> [Problem to work on]: Sort through the listing below and keep each line with the word "UDPTransportInterface". Copy those.

> [Dataset records]:
·····

PR #320, opened 2018-11-13
Improve udp close mechanism

richiware:


src/cpp/transport/UDPTransportInterface.cpp
```diff
@@ -398,18 +397,20 @@ bool UDPTransportInterface::Receive(UDPChannelResource* pChannelResource, octet*
...
         return false;
     }
 
     try
     {
+        channel->Disable();
+
         ip::udp::socket socket(mService);
         socket.open(GenerateProtocol());
+        socket.bind(GenerateEndpoint("127.0.0.1", 0));
```
MiguelCompany: How does this work on UDPv6? I think we should call a GenerateLocalhostEndpoint method or something similar.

·····

> [Answer below]:
src/cpp/transport/UDPTransportInterface.cpp
@@ -398,18 +397,20 @@ bool UDPTransportInterface::Receive(UDPChannelResource* pChannelResource, octet*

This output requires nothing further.